SAKIN TÜRK'Ü İNSAN SANMA
BİR AN BİLE OLSA TÜRK'LE OLMA
TÜRK ELİNE ŞEKER OLSA, O ŞEKER ZEHİR OLUR,
TÜRK'ÜN BAŞINI KESERKEN SAKIN GAM YEME
BABAN BİLE OLSA TÜRK'Ü ÖLDÜR.

Bunun dışında Fatih Sultan Mehmet'in sadrazamı olan Rum asıllı devşirme Mehmet Paşanın, Karaman seferindeki talanı ve insan kıyımını durdurmak için ondan aman istemeye gelen Türklere cevabı: "NİCE SIZLANIRSINIZ AKILSIZ TÜRKLER! VATANIMIN IRKIMIN ÖCÜNÜ SİZLERDEN KARAMAN ÜLKESİNDE ALMAYA MUVAFFAK OLDUM" şeklinde olmuştur.

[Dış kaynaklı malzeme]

PR #1500, opened 2025-11-10
Clean Up LINQ Tail Recursion Helper

micmarsh:
I found an issue with the usage of `tail` (and the `SelectMany`s that handle `IOTail`, that whole system): if `tail` is the very last call before `Run` everything is fine, but if (as is very likely the case in the field), we call a method that utilizes `tail` internally and proceed with other application logic, the application breaks as the `IOTail` propagates through.

This fixes the issue, as well as consolidates all of the special-case `IOTail` handling logic in one place. 

The first three tests break without the fix (unpacking the `IOTail` once it's handled in `SelectMany`), and the last three are sanity checks to make sure I didn't accidentally make things too permissive. The last three should also break if the internal implementation of LINQ ever changes in such a way that makes the `typeof(B) == typeof(C)` check for unpacking `IOTail` not valid anymore.

### DIFF
--- a/LanguageExt.Core/Effects/IO/DSL/IOTail.cs
+++ b/LanguageExt.Core/Effects/IO/DSL/IOTail.cs
@@ -17,4 +17,12 @@ record IOTail<A>(IO<A> Tail) : IO<A>
 
     public override string ToString() => 
         "IO tail";
+
+    public static IO<C> resolve<A, B, C>(A initialValue, IO<B> bindResult, Func<A, B, C> project)
+        => bindResult switch
+           {
+               IOTail<B> tail when typeof(B) == typeof(C) => (IO<C>)(object)tail.Tail,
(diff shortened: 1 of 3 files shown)


LanguageExt.Core/Traits/Monads/MonadIO/MonadIO.Trait.cs
```diff
@@ -44,17 +44,6 @@ static K<M, A> Maybe.MonadIO<M>.LiftIOMaybe<A>(IO<A> ma) =>
 
     static K<M, A> Maybe.MonadIO<M>.LiftIOMaybe<A>(K<IO, A> ma) => 
         M.LiftIO(ma);
-
-    public static virtual K<M, C> SelectMany<A, B, C>(K<M, A> ma, Func<A, IO<B>> bind, Func<A, B, C> project) =>
```
micmarsh: This (and the below) where not used anywhere, perhaps they were intended to do what `resolve` is now doing?

Issue #1501, opened 2025-11-11
Build errors in C# 14


cthompson92:
Hello,

As it happens, today I attempted to clone the repo and play with it locally to further my own understanding, and when I attempted to build the `language-ext.sln` solution today after installing VS2026, there's a series of build errors:

> 2>------ Build started: Project: LanguageExt.Core, Configuration: Debug Any CPU ------
> 1>  TestBed.Web.Runner -> D:\git\..\Samples\TestBed.Web.Runner\bin\Debug\net8.0\TestBed.Web.Runner.dll
> 2>D:\git\..\LanguageExt.Core\Monads\Alternative Monads\Option\Option.Prelude.cs(90,24,90,29): error CS1503: Argument 1: cannot convert from 'A' to 'System.Action<A>'
> 2>D:\git\..\LanguageExt.Core\Monads\Lifting\Lift.Prelude.cs(92,24,92,28): error CS1061: 'OptionT<IO, A>' does not contain a definition for 'Lift' and no accessible extension method 'Lift' accepting a first argument of type 'OptionT<IO, A>' could be found (are you missing a using directive or an assembly reference?)
> 2>D:\git\..\LanguageExt.Core\Effects\IO\IO.cs(302,23,302,29): error CS0117: 'OptionT<M, A>' does not contain a definition for 'LiftIO'
> 2>D:\git\..\LanguageExt.Core\Effects\IO\IO.cs(306,14,306,26): error CS0314: The type 'M' cannot be used as type parameter 'M' in the generic type or method 'TryT.liftIO<M, A>(IO<A>)'. There is no boxing conversion or type parameter conversion from 'M' to 'LanguageExt.Traits.MonadIO<M>'.
> 2>D:\git\..\LanguageExt.Core\Effects\IO\IO.cs(319,21,319,36): error CS0314: The type 'M' cannot be used as type parameter 'M' in the generic type or method 'ValidationT.liftIO<L, M, A>(IO<A>)'. There is no boxing conversion or type parameter conversion from 'M' to 'LanguageExt.Traits.MonadIO<M>'.
> 2>D:\git\..\LanguageExt.Core\Immutable Collections\Arr\Arr.Module.cs(110,24,110,25): error CS0023: Operator '.' cannot be applied to operand of type 'void'
> 2>D:\git\..\LanguageExt.Core\Immutable Collections\Arr\Arr.cs(605,29,605,30): error CS0023: Operator '.' cannot be applied to operand of type 'void'
[...]

PR #1502, opened 2025-11-12
Fixes for csharp 14 build errors

cthompson92:
Attempt to fix C#14 build errors

As mentioned in #1501, there are two build errors introduced when trying to build with [C#14](https://learn.microsoft.com/en-us/dotnet/csharp/whats-new/csharp-14#implicit-span-conversions) installed.
This PR resolves these issues with an explicit call to `.AsEnumerable()`. Alternative fix could be just to do a cast to `IEnumerable<T>`.

> 2>D:\git..\LanguageExt.Core\Immutable Collections\Arr\Arr.Module.cs(110,24,110,25): error CS0023: Operator '.' cannot be applied to operand of type 'void'
> 2>D:\git..\LanguageExt.Core\Immutable Collections\Arr\Arr.cs(605,29,605,30): error CS0023: Operator '.' cannot be applied to operand of type 'void'

Tested both on C#14 as well as with an explicit `LangVersion 13.0`, this compiles fine on both.

### DIFF
--- a/LanguageExt.Core/Immutable Collections/Arr/Arr.Module.cs
+++ b/LanguageExt.Core/Immutable Collections/Arr/Arr.Module.cs
@@ -107,7 +107,7 @@ public partial class Arr
     /// <returns>Reversed list</returns>
     [Pure]
     public static T[] rev<T>(T[] array) =>
-        array.Reverse().ToArray();
+        array.AsEnumerable().Reverse().ToArray();
 
     /// <summary>
     /// Reverses the array (Reverse in LINQ)
--- a/LanguageExt.Core/Immutable Collections/Arr/Arr.cs
+++ b/LanguageExt.Core/Immutable Collections/Arr/Arr.cs
@@ -602,7 +602,7 @@ public struct Arr<A> :
     [Pure]
     [MethodImpl(MethodImplOptions.AggressiveInlining)]
     public Arr<A> Reverse() =>
-        new (Value.Reverse().ToArray());
+        new (Value.AsEnumerable().Reverse().ToArray());
 
     /// <summary>
     /// Impure iteration of the bound values in the structure


louthy:
There aren't any build errors, C# 14 related or otherwise.  If there are then it's likely to be local issues on your machine related to installed SDKs and the like. 

Feel free to explain why C# 14 causes the errors you see and I'll review, but I'm not going to make random changes without any justification.  Your justifications do not seem to be your own and appear to be from AI tool advice. Please don't make commits based on AI tools.

cthompson92:
Well, I can still reproduce the build errors at the dotnet command line on the latest version of main:
`dotnet build -c Release`

> Restore complete (2.5s)
>   TestBed.Web.Runner net8.0 succeeded (8.4s) → Samples\TestBed.Web.Runner\bin\Debug\net8.0\TestBed.Web.Runner.dll
>   LanguageExt.Core net8.0 failed with 2 error(s) and 1 warning(s) (11.2s)
>     D:\git\hub\louthy\language-ext\LanguageExt.Core\Effects\IO\DSL\IOTail.cs(21,33): warning CS0693: Type parameter 'A' has the same name as the type parameter from outer type 'IOTail<A>'
>     D:\git\hub\louthy\language-ext\LanguageExt.Core\Immutable Collections\Arr\Arr.Module.cs(110,24): error CS0023: Operator '.' cannot be applied to operand of type 'void'
>     D:\git\hub\louthy\language-ext\LanguageExt.Core\Immutable Collections\Arr\Arr.cs(605,29): error CS0023: Operator '.' cannot be applied to operand of type 'void'

For reference, here's my environmental info:

> dotnet --version
> 10.0.100
> dotnet --list-sdks
> 9.0.306 [C:\Program Files\dotnet\sdk]
> 10.0.100 [C:\Program Files\dotnet\sdk]

Though, I am now noticing that that the target framework for all the projects is `net8.0`, and with `LangVersion default`, that _should_ be using C#12, regardless of what is installed. So it is curious that building in VS2026 initially triggered these errors, and that it would happen when using `dotnet build` in this configuration.

This certainly seems more like a tooling bug than an issue with this project - as this _shouldn't_ break anything until the projects actually target net10.

cthompson92:
I did submit this as [a bug in the sdk](https://github.com/dotnet/roslyn/issues/81189#issuecomment-3526997860), though it was closed and the explanation given was that this is how LangVersion default is supposed to work, which is surprising but I guess with a long history of C# not having breaking changes until now, that makes sense. I guess maybe something to be weary of with newer C# versions in the future if they continue with more breaking changes.

PR #1539, opened 2026-02-12
Add Generic Kleisli Composition Operator

micmarsh:
A small thing I've found useful in my local experimentation, seems worthwhile here given how generic it is.

@louthy let me know what you think; I don't have the time or inclination to create versions of this for each concrete data type (wouldn't want to put that on you either!), but I think this should be useful enough as-is


louthy:
Yes, I think it's time, Kleisli works elegantly now. I'm on various skiing trips right now, so I'll follow up when I get back. 

Thanks for the contribution.

PR #1547, opened 2026-04-24
Feature: Domain traits expansion

HernanFAR:
# Domain: Types, Factories & Rules foundation

## Summary

This PR introduces the foundational structure for the Domain layer.

It defines the core building blocks required to model domain logic in a composable, safe, and expressive way:

* **Types**: model domain concepts and meaning
* **Factories**: provide controlled construction of domain values
* **Rules**: enable reusable and composable validation/refinement logic

The goal is to clearly separate *what a value is*, *how it is created*, and *how is validated*, enabling safer and more predictable domain modeling.

This also reinforces key principles:

* no contextless primitives
* explicit error handling (`Fin`, `Either`, etc.)
* composition over inheritance
* no exceptions for flow control
* explicit modeling of effects (`IO`, `Eff`, etc.)

---

## How to use

At this stage, the focus is on defining the building blocks and demonstrating their composition.

* Use **Types** to represent domain concepts (identifiers, magnitudes, refined values, etc.)
* Use **Factories** as the only entry point to construct values
* Use **effectful factories (`DomainFactoryM`)** when creation requires context (time, randomness, IO, etc.)
* Use **Rules** to define reusable validation and refinement logic

A complete domain sample is included to demonstrate:

* refined types built from reusable rules
* effectful modules (Time, Random, Sequences)
* algebraic domain modeling (magnitudes, affine spaces, etc.)
* controlled state evolution via maintainers

---

## Samples
To show the full use of this new traits, we did an update to the DomainTypeSamples sample project. It has an README in english and spanish to allow deep understanding of what we are working with and how we use the traits to go a effective solution

---

## Documentation

Initial README files have been added in both English and Spanish to improve accessibility for a wider audience.

More complete examples and documentation will be added as the framework evolves.


HernanFAR:
I'm developing a big update for the Domain traits, lemme have a time :)

PR #1548, opened 2026-04-25
Feature: Add Maintainer trait, prelude utilities and related free functionality

HernanFAR:
A time ago I create a discution for this very same Maintainer trait. The idea is between now, as I use it more in my proyects, and I think it would bring good utility in the library.


HernanFAR:
Absorved by PR #1547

Osmanlı devletinin Türklere yaptığı bu zulümlerin ve aşağılamaların bugün bizlere tarihten belgeleriyle gösterilmesi o dönemin padişahlarına da gösterildiği anlamına geliyor. Ama nedense padişahlar bu Türk düşmanlığına bir son vermemiş ve bunları yapanları cezalandırmamıştır. Çok enteresandır ki günümüz Türkiye'sinde insanlar kendilerini milliyetçi zannediyor ama aynı zamanda milletine zulüm yapan ve aşağılayan Osmanlı padişahlarını da seviyor ve övüyorlar. Bu trajikomedinin sebebi okullarda yapılan propaganda ve yalan yanlış öğretilen tarihtir. Nede olsa üzerinden prim yapma ve insanların milliyetçi duygularını gıdıklamak isteyen politikacılar bu padişahları putlaştırmaya ihtiyaç duyar. Ortaya çıkıp Osmanlı bizim devletimiz idi ama bize düşman olmuştur diyecek halleri yoktur. Son olarak kendini Osmanlı torunu sanan insanlara şunu söylemek istiyorum. Dedelerinizi köle yapan, aşağılayan, öldüren bir hanedanın torunu olma isteğini duymak için çok zeki olmak gerekir. Bu zeka ve akıl hakikaten de sizlerde vardır. Doğrusu kıskanmadım dersem yalan söylemiş olurum.